> _SUPPLIED ENTRIES_:
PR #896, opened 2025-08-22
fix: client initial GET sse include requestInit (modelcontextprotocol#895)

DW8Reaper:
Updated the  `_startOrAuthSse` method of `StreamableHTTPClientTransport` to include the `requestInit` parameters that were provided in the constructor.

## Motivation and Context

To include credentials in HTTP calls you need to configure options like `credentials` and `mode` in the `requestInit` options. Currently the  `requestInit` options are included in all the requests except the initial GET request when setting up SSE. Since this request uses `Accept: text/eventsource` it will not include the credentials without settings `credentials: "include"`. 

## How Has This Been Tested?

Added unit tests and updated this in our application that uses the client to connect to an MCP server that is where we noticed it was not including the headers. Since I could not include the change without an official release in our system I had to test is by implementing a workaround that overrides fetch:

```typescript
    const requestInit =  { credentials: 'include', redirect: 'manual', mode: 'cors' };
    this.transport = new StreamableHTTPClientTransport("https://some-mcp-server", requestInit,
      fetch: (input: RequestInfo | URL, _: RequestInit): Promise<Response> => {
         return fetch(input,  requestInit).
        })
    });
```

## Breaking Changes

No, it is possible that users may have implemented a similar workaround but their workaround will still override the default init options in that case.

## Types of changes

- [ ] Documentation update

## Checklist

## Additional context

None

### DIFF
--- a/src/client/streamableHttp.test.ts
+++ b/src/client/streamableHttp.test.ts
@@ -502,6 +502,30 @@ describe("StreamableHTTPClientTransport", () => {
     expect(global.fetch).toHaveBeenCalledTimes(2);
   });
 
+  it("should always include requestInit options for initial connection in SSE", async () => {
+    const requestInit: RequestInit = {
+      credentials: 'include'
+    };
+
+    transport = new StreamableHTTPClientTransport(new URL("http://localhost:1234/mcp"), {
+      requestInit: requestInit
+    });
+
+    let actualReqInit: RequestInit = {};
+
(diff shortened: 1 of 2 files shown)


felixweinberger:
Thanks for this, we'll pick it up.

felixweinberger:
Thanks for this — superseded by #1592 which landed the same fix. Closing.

> _ACTIVITY_: Filter the entries down to the lines holding the string "fetch". Copy each of those lines.

> _EXERCISE OUTPUT_:
Added unit tests and updated this in our application that uses the client to connect to an MCP server that is where we noticed it was not including the headers. Since I could not include the change without an official release in our system I had to test is by implementing a workaround that overrides fetch:
      fetch: (input: RequestInfo | URL, _: RequestInit): Promise<Response> => {
         return fetch(input,  requestInit).
     expect(global.fetch).toHaveBeenCalledTimes(2);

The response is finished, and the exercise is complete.